The softening demand for memory chips has been a cause for concern among semiconductor companies for some time. Adding to the slump is the impact of the ongoing trade war and falling prices. According to experts, the once-booming semiconductor industry is bracing for a correction.
Even as chipmakers continue their efforts to clear excess inventory, recent developments indicate the slowdown has already set in. Taking a cue from the downtrend, Goldman Sachs (GS) Wednesday downgraded Micron Technology (MU) from Buy to Neutral, sending the stock tumbling. The rating agency attributed the downgrade to the sharp decline in the demand for memory chips, a trend that could last for several months.
According to experts, the once-booming semiconductor industry is bracing for a correction
Micron lost more than 6% in early trading Wednesday, adding to the ongoing sector-wide slump triggered by the sell-off in semiconductor stocks. Goldman analysts see the downturn extending to the upcoming quarters when sales are expected to be dragged further by the falling prices due to procurement delays.
According to the analysts, the company’s near-term profit will come under pressure from the low average selling prices, an oversupply of the NAND chips and the supply-demand imbalance in DRAM. Micron is scheduled to report its fourth-quarter results on September 20 after the closing bell. Wall Street is looking for earnings of $3.26 per share.

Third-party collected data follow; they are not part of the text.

PR #135, opened 2016-08-08
Move all channels to FAILED state if connection failed: 

saiber:
Issue (RTN15i): http://docs.ably.io/client-lib-development-guide/features/#RTN15i
If connection state receive failed state for particular connection move all connected channel to failed state.

### DIFF
--- a/lib/src/main/java/io/ably/lib/realtime/AblyRealtime.java
+++ b/lib/src/main/java/io/ably/lib/realtime/AblyRealtime.java
@@ -72,10 +72,19 @@ public class AblyRealtime extends AblyRest {
 	public class Channels extends HashMap<String, Channel> {
 		public Channels() {
 			/* remove all channels when the connection is closed, to avoid stalled state */
-			connection.on(ConnectionState.closed, new ConnectionStateListener() {
+			connection.on(new ConnectionStateListener() {
 				@Override
 				public void onConnectionStateChanged(ConnectionStateListener.ConnectionStateChange state) {
-					Channels.this.clear();
+					if (state.current == ConnectionState.closed) {
+						Channels.this.clear();
+					} else if (state.current == ConnectionState.failed) {
+						Iterator iterator = channels.entrySet().iterator();
+						while (iterator.hasNext()) {
+							ProtocolMessage protocolMessage = new ProtocolMessage(ProtocolMessage.Action.error);
+							protocolMessage.error = state.reason;
+							((Channel)((Map.Entry)iterator.next()).getValue()).onChannelMessage(protocolMessage);
+						}
+					}
 				}
 			});
 		}
--- a/lib/src/test/java/io/ably/lib/test/realtime/RealtimeChannelFailedTest.java
+++ b/lib/src/test/java/io/ably/lib/test/realtime/RealtimeChannelFailedTest.java
@@ -1,0 +1,8 @@
+package io.ably.lib.test.realtime;
+
+/**
+ * Created by kostiantyn on 8/9/2016.
+ */
+
+public class RealtimeChannelFailedTest {
+}
--- a/lib/src/test/java/io/ably/lib/test/realtime/RealtimeChannelFailedTest.java
+++ b/lib/src/test/java/io/ably/lib/test/realtime/RealtimeChannelFailedTest.java
@@ -1,8 +1,60 @@
 package io.ably.lib.test.realtime;
 
+import org.junit.AfterClass;
+import org.junit.BeforeClass;
+import org.junit.Test;
+
+import io.ably.lib.realtime.AblyRealtime;
+import io.ably.lib.realtime.Channel;
+import io.ably.lib.realtime.ChannelState;
+import io.ably.lib.realtime.ChannelStateListener;
+import io.ably.lib.realtime.ConnectionState;
+import io.ably.lib.realtime.ConnectionStateListener;
+import io.ably.lib.test.common.Helpers;
+import io.ably.lib.test.common.Setup;
+import io.ably.lib.types.AblyException;
+import io.ably.lib.types.ClientOptions;
+import io.ably.lib.types.ErrorInfo;
+
+import static org.junit.Assert.assertEquals;
+import static org.junit.Assert.fail;
+
 /**
  * Created by kostiantyn on 8/9/2016.
  */
 
 public class RealtimeChannelFailedTest {
+    @BeforeClass
+    public static void setUpBeforeClass() throws Exception {
+        Setup.getTestVars();
+    }
+
+    @AfterClass
+    public static void tearDownAfterClass() throws Exception {
+        Setup.clearTestVars();
+    }
+
+    @Test
+    public void channel_filed_state_test(){
+        AblyRealtime ablyRealtime = null;
+        try {
+            Setup.TestVars testVars = Setup.getTestVars();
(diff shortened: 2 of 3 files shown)


mattheworiordan:
Thanks for this. Before I comment on the actual implementation, how am I to know if this works?

saiber:
When the connection state is changed and server send a message with FAILED state it move all attached channels to "detached" state as well, as I understood FAILED state should appears before channel are moved to "detached" state. I'm still working and try to write some test

lib/src/main/java/io/ably/lib/realtime/AblyRealtime.java
```diff
@@ -72,10 +72,19 @@ public void close() {
 	public class Channels extends HashMap<String, Channel> {
 		public Channels() {
 			/* remove all channels when the connection is closed, to avoid stalled state */
-			connection.on(ConnectionState.closed, new ConnectionStateListener() {
+			connection.on(new ConnectionStateListener() {
```
tcard: This was also a problem with what was there before so probably can be fixed in a new PR, but if you call `off()` (without arguments) on the `Connection` ([which calls this](https://github.com/ably/ably-java/blob/master/lib/src/main/java/io/ably/lib/util/EventEmitter.java#L24-L27)) this listener will be removed and thus this logic will be broken. I fixed this in iOS [by having an internal EventEmitter](https://github.com/ably/ably-ios/blob/master/Source/ARTRealtime.m#L68).

saiber: Thank for your comment, but I'm not sure that I'm well understand, that the listener will be removed, do you mean I should remove all listeners?

mattheworiordan: @tcard sorry, also not too clear what you mean here?

tcard: Let's say you do this:

```
AblyRealtime realtime = new AblyRealtime(...);
realtime.connection.on(someListener);
realtime.connection.on(someOtherListener);

// Now I disable all my listeners, for example because my app goes to the background or whatever.
realtime.connection.off();
```

As a side effect, I've also disabled the listener registered [here](https://github.com/ably/ably-java/pull/135/files/c5a158e96d7dd0d73e35cbdf18d920ef30d2cd8b#diff-b8b1ac0a34230df724c2576f32005521R75), so if the connection state transitions to FAILED, channels won't transition to FAILED anymore.

What I've done is to have a public EventEmitter, the one that gets called when you do `realtime.connection.on(...)`, and a private/internal EventEmitter for internal logic like this, so that operations on the public one don't affect internal functionality.

mattheworiordan: Ah, that's interesting.  I suspect that affects a lot of libraries in fact.

I will raise a separate issue to cover that in docs.  @saiber I don't think you should worry about that though for this PR as it's a separate issue that needs addressing on its own.

lib/src/main/java/io/ably/lib/realtime/AblyRealtime.java
```diff
@@ -72,10 +72,19 @@ public void close() {
...
 				public void onConnectionStateChanged(ConnectionStateListener.ConnectionStateChange state) {
-					Channels.this.clear();
+					if (state.current == ConnectionState.closed) {
+						Channels.this.clear();
+					} else if (state.current == ConnectionState.failed) {
+						Iterator iterator = channels.entrySet().iterator();
+						while (iterator.hasNext()) {
+							ProtocolMessage protocolMessage = new ProtocolMessage(ProtocolMessage.Action.error);
+							protocolMessage.error = state.reason;
+							((Channel)((Map.Entry)iterator.next()).getValue()).onChannelMessage(protocolMessage);
```
paddybyers: I think we should call `Channel.setState()` here instead of this.

saiber: private void setState(ChannelState newState, ErrorInfo reason)

saiber:
The Channel.setState() is private method, a normal way to set channel in different state is a call onChannelMessage, am I right? thank

mattheworiordan:
> The Channel.setState() is private method, a normal way to set channel in different state is a call onChannelMessage, am I right? 

Not sure, that's a Java specific implementation detail.  How are other parts of the system doing it now?

lib/src/test/java/io/ably/lib/test/realtime/RealtimeChannelFailedTest.java
```diff
@@ -1,8 +1,60 @@
...
+        Setup.getTestVars();
+    }
+
+    @AfterClass
+    public static void tearDownAfterClass() throws Exception {
+        Setup.clearTestVars();
+    }
+
+    @Test
+    public void channel_filed_state_test(){
```
mattheworiordan: What does this name mean?  I expect it's the typo that is confusing things, but it's still not describing what about the failed state you are testing.

lib/src/test/java/io/ably/lib/test/realtime/RealtimeChannelFailedTest.java
```diff
@@ -1,8 +1,60 @@
...
+        AblyRealtime ablyRealtime = null;
+        try {
+            Setup.TestVars testVars = Setup.getTestVars();
+            ClientOptions clientOptions = testVars.createOptions("not_an_app.invalid_key_id:invalid_key_value");
+            ablyRealtime = new AblyRealtime(clientOptions);
+            final Channel channel = ablyRealtime.channels.get("test_channel");
+
+            channel.on(new ChannelStateListener() {
```
mattheworiordan: You have not asserted that the connection failing has triggered this state, which is part of the spec.

lib/src/test/java/io/ably/lib/test/realtime/RealtimeChannelFailedTest.java
```diff
@@ -1,8 +1,60 @@
...
+                @Override
+                public void onChannelStateChanged(ChannelState state, ErrorInfo reason) {
+                    assertEquals("Verify filed state on channel ", channel.state, ChannelState.failed);
```
mattheworiordan: More typos

mattheworiordan:
Why did you create a whole new test suite?
Also, it would be useful to have some reference of what spec this test is actually solving.

lib/src/main/java/io/ably/lib/realtime/AblyRealtime.java
mattheworiordan: You are sending fabricated failed ProtocolMessages to all channels, even if they are initialized or failed.  This is wrong.

lib/src/test/java/io/ably/lib/test/realtime/RealtimeChannelFailedTest.java
saiber: Yes it is typo, about Channel state, there is one possible way to set channel in different state is to call "onChannelMessage" method in Channel class, all other method in Channel class like "setState", "setFailed" etc can not be called outside the class instance, by the way the "ChannelState state" member of the Channel class is a public I think it is wrong implementation, and "ChannelState state" should be private.

saiber:
As example for connection state, but of course can be moved to RealtimeChannelTest

mattheworiordan:
As mentioned to Vlad, I don't think we'll proceed with this.  Thanks @saiber so far.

Earlier, Micron took a beating after RBC Capital Markets lowered its price target on the stock and maintained the outperform rating, citing a potential squeeze on the company’s margins due to the demand slump. Last week, the stock plunged nearly 10% after a report from Morgan Stanley outlined a bleak outlook for the semiconductor industry.
Recently, the Boise, Idaho-based company revealed plans to pump in $3 billion of capital into the business and create 1,100 jobs by 2030 as part of an expansion program, mainly involving capacity expansion in the Virginia chip plant and development of an R&D center in Manassas.
Micron experienced a great deal of volatility since the beginning of the year and lost over 6% during the period. The downturn was more pronounced since mid-August, marked by a cumulative loss of about 21%. Following Wednesday’s downgrade, the stock slipped further and hovered near the $40-mark.